Soil, Planting and Care
Strawberries need at least 8 hours of full sun each day, and they prefer slightly acidic soil with a pH between 5.5 and 6.8. If soils in your area are naturally alkaline, it is best to grow strawberries in half-barrels or other large containers filled with potting soil. Strawberries may also sulk in heavy clay, which should be generously amended with composted leaves, fully rotted sawdust, or another bulky type of organic matter before planting strawberries. After mixing in 4 inches or more of compost, rake clay soil into raised mounds to further improve drainage. If your soil is sandy, simply cultivate to remove weeds, and mix in a 1-inch layer of rich compost or rotted manure.
Strawberries eagerly produce offspring, so it is best to space them in rows 18 inches apart. Be sure to set the plants so that their roots are well covered with soil but the central growing bud (crown) is exposed to light and fresh air. This is very important; if you bury the crown, the plant could easily rot. Water them in well. Any type of mulch – from black plastic to pine straw to shredded leaves – will keep the soil moist and the plants clean. Fertilize with Bonnie’s Herb and Vegetable Food for excellent results.
Look for your plants to begin blooming in early spring, and the flowers must be visited by bees and other pollinating insects before they can set fruit. In warm, sunny weather, berries ripen about 30 days after blossoms are fertilized.
- June-bearing varieties such as Tennessee Beauty bear all at once, usually over a period of about 3 weeks. Although called June-bearing, these bear earlier than June in warm climates.
- Everbearing varieties like Ozark Beauty, Quinault, and Sequoia produce a big crop from spring flowers, set light flushes of fruit through summer, and then bloom and bear again in late summer and fall.
Troubleshooting
Slugs often chew holes in strawberries just as they begin to ripen. Organic mulches such as straw encourage slugs, so where slugs are a problem, a plastic mulch helps. In summer, several fungal diseases cause dark spots to form on leaves. Clipping or mowing strawberry foliage and raking it away in summer can interrupt the life cycles of some strawberry pests and diseases. By far the worst pests of strawberries are birds. To keep robins, brown thrashers, and other fruit-eaters from stealing your berries, cover the plants with lightweight bird netting when the berries begin to ripen.

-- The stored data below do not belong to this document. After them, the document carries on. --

PR #91, opened 2022-05-13
Fix issues with find completion

VorpalBlade:
The following issues existed and were fixed:
* -exec and -execdir can take ; or + as an ending marker. Previously only ; was
  supported. This is part of POSIX for -exec (support for + for -ok is optional
  and none of the implementations I looked at seem to support that).
* Missing completion for -files0-from (GNU find 4.9.0 and later). This flag
  needs to go with the global flags at the beginning and load the paths from
  the given file instead of from the command line.
* Missing completion for the -newerXY family of flags (GNU find 4.3.3, also
  available in FreeBSD and MacOS at least).

### DIFF
--- a/Completion/Unix/Command/_find
+++ b/Completion/Unix/Command/_find
@@ -37,6 +37,8 @@ case $variant in
     args+=(
       '*-Bmin:birth time (minutes)'
       '*-Bnewer:file to compare (birth time):_files'
+      '*-newer'{a,B,c,m}{a,B,c,m}'[succeed if timestamp 1 is newer than timestamp 2 of the given file]:reference file:_files'
+      '*-newer'{a,B,c,m}t'[succeed if timestamp of given file is newer than timestamp]:timestamp: '
       '*-Btime:birth time (hours)'
     )
   ;|
@@ -46,7 +48,7 @@ case $variant in
       '*-anewer:file to compare (access time):_files'
       '*-cnewer:file to compare (inode change time):_files'
       '*-empty'
-      '*-execdir:program: _command_names -e:*\;::program arguments: _normal'
+      '*-execdir:program: _command_names -e:*(\;|+)::program arguments: _normal'
       '*-maxdepth:maximum search depth'
       '*-mindepth:minimum search depth'
       '*-path:path pattern to search:'
@@ -110,6 +112,7 @@ case $variant in
       '*-readable'
       '*-writable'
       '*-xtype:file type:((b\:block\ special\ file c\:character\ special\ file d\:directory p\:named\ pipe f\:normal\ file l\:symbolic\ link s\:socket))'
+      '-files0-from[search NUL separated paths from FILE]:file:_path'
       '*-fls:output file:_files'
       '*-fprint:output file:_files'
       '*-fprint0:output file:_files'
@@ -126,7 +129,7 @@ _arguments -C $args \
   '*-atime:access time (days):->times' \
   '*-ctime:inode change time (days):->times' \
   '*-depth' \
-  '*-exec:program: _command_names -e:*\;::program arguments: _normal' \
+  '*-exec:program: _command_names -e:*(\;|+)::program arguments: _normal' \
   '*-follow' \
   '*-fstype:file system type:_file_systems' \
   '*-group:group:_groups' \
@@ -147,7 +150,7 @@ _arguments -C $args \
   '*-user:user:_users' \
   '*-xdev' \
   '*-a' '*-o' \
-  '(-D -E -H -L -O -P -f -s -x --help --version)*:directory:_files -/' \
+  '(-D -E -H -L -O -P -f -s -x -files0-from --help --version)*:directory:_files -/' \
 && ret=0
 
 if [[ $state = times ]]; then
--- a/Completion/Unix/Command/_find
+++ b/Completion/Unix/Command/_find
@@ -38,7 +38,10 @@ case $variant in
       '*-Bmin:birth time (minutes)'
       '*-Bnewer:file to compare (birth time):_files'
       '*-newer'{a,B,c,m}{a,B,c,m}'[if [aBcm\]time is newer than [aBcm\]time of given file]:reference file:_files'
-      '*-newer'{a,B,c,m}t'[succeed if timestamp of given file is newer than timestamp]:timestamp: '
+      '*-newerat[if access time is newer than given timestamp]:timestamp: '
+      '*-newerBt[if birth time is newer than given timestamp]:timestamp: '
+      '*-newerct[if creation time is newer than given timestamp]:timestamp: '
+      '*-newermt[if modification time is newer than given timestamp]:timestamp: '
       '*-Btime:birth time (hours)'
     )
   ;|
--- a/Completion/Unix/Command/_find
+++ b/Completion/Unix/Command/_find
@@ -37,7 +37,7 @@ case $variant in
     args+=(
       '*-Bmin:birth time (minutes)'
       '*-Bnewer:file to compare (birth time):_files'
-      '*-newer'{a,B,c,m}{a,B,c,m}'[succeed if timestamp 1 is newer than timestamp 2 of the given file]:reference file:_files'
+      '*-newer'{a,B,c,m}{a,B,c,m}'[if [aBcm\]time is newer than [aBcm\]time of given file]:reference file:_files'
       '*-newer'{a,B,c,m}t'[succeed if timestamp of given file is newer than timestamp]:timestamp: '
       '*-Btime:birth time (hours)'
     )
@@ -112,7 +112,7 @@ case $variant in
       '*-readable'
       '*-writable'
       '*-xtype:file type:((b\:block\ special\ file c\:character\ special\ file d\:directory p\:named\ pipe f\:normal\ file l\:symbolic\ link s\:socket))'
-      '-files0-from[search NUL separated paths from FILE]:file:_path'
+      '-files0-from[start recursing from targets in given file]:NUL-separated targets file:_files'
       '*-fls:output file:_files'
       '*-fprint:output file:_files'
       '*-fprint0:output file:_files'
@@ -150,7 +150,7 @@ _arguments -C $args \
   '*-user:user:_users' \
   '*-xdev' \
   '*-a' '*-o' \
-  '(-D -E -H -L -O -P -f -s -x -files0-from --help --version)*:directory:_files -/' \
+  '(-D -E -H -L -O -P -f -s -x --files0-from --help --version)*:directory:_files -/' \
 && ret=0
 
 if [[ $state = times ]]; then


VorpalBlade:
Note! I only have local access to GNU find. For the other platforms it is based on reading man pages. I have verified against man pages locally for GNU and man pages online for FreeBSD, OpenBSD and MacOS. I have not looked at other platforms as there are too many to go through, and I'm not sure if some of them are even still around.

Completion/Unix/Command/_find
```diff
@@ -126,7 +129,7 @@ _arguments -C $args \
   '*-atime:access time (days):->times' \
   '*-ctime:inode change time (days):->times' \
   '*-depth' \
-  '*-exec:program: _command_names -e:*\;::program arguments: _normal' \
+  '*-exec:program: _command_names -e:*(\;|+)::program arguments: _normal' \
```
danielshahaf, line 132: This part does seem to have the effect of causing `find . -exec ls \; -<TAB>` to offer find(1) options rather than ls(1) options, but I can't get it to _offer_ `\;` or `+` as a completion, and in any case it seems to be relying on undocumented behaviour of `_arguments`.  (That's a preëxisting issue.)

For reference, this line is an `_arguments` optspec for the `-exec` option, with a leading `*` meaning the option can repeated, and with completion for multiple following words (see "This group may be repeated" in the documentation of `_arguments`).  The part `*\;:` is supposed to be another optspec, but neither `\;` nor `(\;|+)` is a valid optspec.

Completion/Unix/Command/_find
```diff
@@ -37,6 +37,8 @@ case $variant in
     args+=(
       '*-Bmin:birth time (minutes)'
       '*-Bnewer:file to compare (birth time):_files'
+      '*-newer'{a,B,c,m}{a,B,c,m}'[succeed if timestamp 1 is newer than timestamp 2 of the given file]:reference file:_files'
```
danielshahaf, line 40: It's not clear to me what "timestamp 1" and "timestamp 2" are.  Instead, perhaps:

```suggestion
      '*-newer'{a,B,c,m}{a,B,c,m}'[if [aBcm\]time is newer than [aBcm\]time of given file]:reference file:_files'
```

Could probably do even better than this.

Completion/Unix/Command/_find
```diff
@@ -37,6 +37,8 @@ case $variant in
...
+      '*-newer'{a,B,c,m}t'[succeed if timestamp of given file is newer than timestamp]:timestamp: '
```
danielshahaf, line 41: "given" is what's in find(1)'s argv, and due to limited horizontal space I'd like to shorten "succeed if" which would otherwise be on almost every line, so:

```suggestion
      '*-newerat[if access time is newer than given timestamp]:timestamp: '
      '*-newerBt[if birth time is newer than given timestamp]:timestamp: '
      '*-newerct[if creation time is newer than given timestamp]:timestamp: '
      '*-newermt[if modification time is newer than given timestamp]:timestamp: '
```

Completion/Unix/Command/_find
```diff
@@ -110,6 +112,7 @@ case $variant in
       '*-readable'
       '*-writable'
       '*-xtype:file type:((b\:block\ special\ file c\:character\ special\ file d\:directory p\:named\ pipe f\:normal\ file l\:symbolic\ link s\:socket))'
+      '-files0-from[search NUL separated paths from FILE]:file:_path'
```
danielshahaf, line 115: The description can't say FILE since the list of options doesn't say `-files0-from FILE`.

`_path` doesn't exist.  Should be `_files`, probably.

How about:

```suggestion
      '-files0-from[start recursing from targets in given file]:NUL-separated targets file:_files'
```

Completion/Unix/Command/_find
```diff
@@ -46,7 +48,7 @@ case $variant in
       '*-anewer:file to compare (access time):_files'
       '*-cnewer:file to compare (inode change time):_files'
       '*-empty'
-      '*-execdir:program: _command_names -e:*\;::program arguments: _normal'
+      '*-execdir:program: _command_names -e:*(\;|+)::program arguments: _normal'
```
danielshahaf, line 51: As below.

Completion/Unix/Command/_find
```diff
@@ -147,7 +150,7 @@ _arguments -C $args \
   '*-user:user:_users' \
   '*-xdev' \
   '*-a' '*-o' \
-  '(-D -E -H -L -O -P -f -s -x --help --version)*:directory:_files -/' \
+  '(-D -E -H -L -O -P -f -s -x -files0-from --help --version)*:directory:_files -/' \
```
danielshahaf, line 153: :+1:

danielshahaf:
> Note! I only have local access to GNU find. For the other platforms it is based on reading man pages. I have verified against man pages locally for GNU and man pages online for FreeBSD, OpenBSD and MacOS. I have not looked at other platforms as there are too many to go through, and I'm not sure if some of them are even still around.

That's fine; you're not expected to implement new functionality for platforms you don't have access to.  Thanks for documenting your research.

Completion/Unix/Command/_find
VorpalBlade: The best help text would require separate entries for each combination of flags.  Or code generating such separate entries.

Completion/Unix/Command/_find
VorpalBlade: So what is the right way to get it to work for + and ;?

VorpalBlade: I'm not sure what you mean is undocumented. Quoting the zsh documentation:
> This describes multiple arguments. Only the last optarg for an option taking multiple arguments may be given in this form. If the pattern is empty (i.e. :*:), all the remaining words on the line are to be completed as described by the action; otherwise, all the words up to and including a word matching the pattern are to be completed using the action.

Also, competing arguments for ls seem to work just fine for me?  I cannot replicate the issue you describe. That is using this file along with the latest release of zsh (5.8.1). I don't have zsh itself built from git. Maybe something else broke recently?

Completion/Unix/Command/_find
VorpalBlade: Again, this seems to be working perfectly for me, really confused as to what the issue could be.

Completion/Unix/Command/_find
danielshahaf: The potential problem with that is that it'd use up 16  screen lines, and vertical space isn't that cheap.  (Because the output is single column… it'd be nice to change that, if $COLUMNS is large enough, but that's a separate discussion.)

Completion/Unix/Command/_find
danielshahaf: I stand corrected: it's indeed documented as you say.

What I couldn't get to work is for `find . -exec ls <TAB>` to offer `\;` as a potential completion.  That's not a regression though so let's not worry about that.

danielshahaf:
I stand corrected: it's indeed documented as you say.

What I couldn't get to work is for `find . -exec ls <TAB>` to offer `\;` as a potential completion.  That's not a regression though so let's not worry about that.

I'm using recent master.

[ Sorry if you get this multiple times; github seems to have gone down between two of my comments. ]

Completion/Unix/Command/_find
danielshahaf: I stand corrected: it's indeed documented as you say.

What I couldn't get to work is for `find . -exec ls <TAB>` to offer `\;` as a potential completion.  That's not a regression though so let's not worry about that.

danielshahaf:
Reviewed again.  LGTM.  Anyone else has comments?

Completion/Unix/Command/_find
VorpalBlade: > What I couldn't get to work is for find . -exec ls <TAB> to offer \; as a potential completion. That's not a regression though so let's not worry about that.

Ah, now I see what you mean. I guess you could use (I haven't tested this!) `{_alternatives '_values \; +' _normal}` or something to that effect (but with valid syntax)

Completion/Unix/Command/_find
VorpalBlade: > [...] and vertical space isn't that cheap. (Because the output is single column… it'd be nice to change that, if $COLUMNS is large enough, but that's a separate discussion.)

I use [zsh4humans](https://github.com/romkatv/zsh4humans) which replaces the completion results with a tmux popup window with fzf search of the possible completions. I expect there are at least 10 other ways for users to completely replace how the completions are presented given that this is zsh.

Where am I going with this? Two points: 1) It is easy enough for users to change this if they want 2) Users *do* change things, so that limits what you can expect and assume anyway.

larryv: > Where am I going with this? Two points: 1) It is easy enough for users to change this if they want 2) Users _do_ change things, so that limits what you can expect and assume anyway.

No. Please do not justify bad default behavior by asserting that "users can just change it if they want".

VorpalBlade: > No. Please do not justify bad default behavior by asserting that "users can just change it if they want".

You are absolutely right, when you look at it from that point of view.

danielshahaf: IIRC, in this specific case the one-per-line behaviour is hardwired into `compdescribe`, the builtin [= implemented in C] guts of `_describe`, which `_arguments` calls.  (See uses of `zterm_columns` in [`bin_compdescribe()`](https://github.com/zsh-users/zsh/blob/master/Src/Zle/computil.c).)  This isn't something users can easily change, even if we assume `bin_compdescribe()` doesn't access zle's C internals in ways that a shell function can't.

zsh4humans and friends actually install a `compadd` wrapper function, which is problematic for reasons of composability (what if several plugins wanted to do that for different reasons?) and forward compatibility.

What the API _should_ be like is `zstyle :completion:settings:column-width 80` and then the screen would be divided into as many list-of-options columns as fit the terminal, each list-of-options column being 80 terminal columns wide.  Or perhaps `zstyle :completion:settings:preferred-completion-chooser myfunc` and then myfunc would get everything that's normally dumped to the terminal (group descriptions, candidate strings, candidate string descriptions; and all the forgoing for every element of tag-order) and would feed an answer back to compsys.

Completion/Unix/Command/_find
danielshahaf: Or perhaps with `_arguments` states and/or `_wanted terminator expl terminators compadd \; +`.

Anyway, as I said, it's not a regression.  If you get this to work, great; if not, it's not a blocker to merging the rest.

VorpalBlade: > ` _wanted terminator expl terminators compadd \; +.`

I have no idea what you just wrote. I clearly have a lot to learn still. ZSH argument completion is... dense. And so is the documentation. And most tutorials online only cover the basics. I really don't understand what _wanted is all about to be honest.

(Side note: I would love to see some more approachable documentation for the completion system as a whole. As it is now it is very dense reference documentation. Just adding examples of where you would want to use each feature (exists in some cases, but not all) would help a lot for example. Sure I can look at one of the existing completion files, but they are generally complex beasts, not made specifically to demonstrate a feature. Nor do they have the code comments that would be required in an illustrative example. Also `_arguments` and the other "big" ones would benefit from being restructured to have more sub-headings to split the documentation up so it is easier to find things in.)

okdana: > I would love to see some more approachable documentation for the completion system as a whole.

There are the [zsh-completions how-to](https://github.com/zsh-users/zsh-completions/blob/master/zsh-completions-howto.org) and the [style guide](https://github.com/zsh-users/zsh/blob/master/Etc/completion-style-guide). Though even those aren't great imo. I had started writing my own guide at one point, but there's so much to cover and i tend to over-explain things so i worried that it'd just end up like the manual again...

(I haven't really looked at any of the changes or technical discussion here btw)

VorpalBlade:
I do not believe I will have time any time soon to look into the *pre-existing* issue of -exec not completing \; and +. So this is as good as it is going to get for now.

danielshahaf:
Pushed in a54d70457934662318feac9fcc750d2691250f33.  Missed 5.9, I'm afraid, but will be in the next release.

danielshahaf:
Thanks for the patch!

Completion/Unix/Command/_find
danielshahaf: @okdana I'd be happy to take a look at your draft, time permitting.  Feel free to send me a link (publicly or privately).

Sometimes your fruit may be small because of heat and drought. Once you start watering and the weather improves, the new fruit should grow back normal size. Sometimes berries are also misshappen; this is from poor pollination. You see a lot more of this in cool wet weather when the bees are not active.
Harvest and Storage
Pick strawberries in the morning, when the fruits are cool, and immediately put them in the refrigerator. Wait until just before you eat or cook them to rinse the berries thoroughly with cool water. Extra strawberries can be frozen, dried, or made into jam or preserves.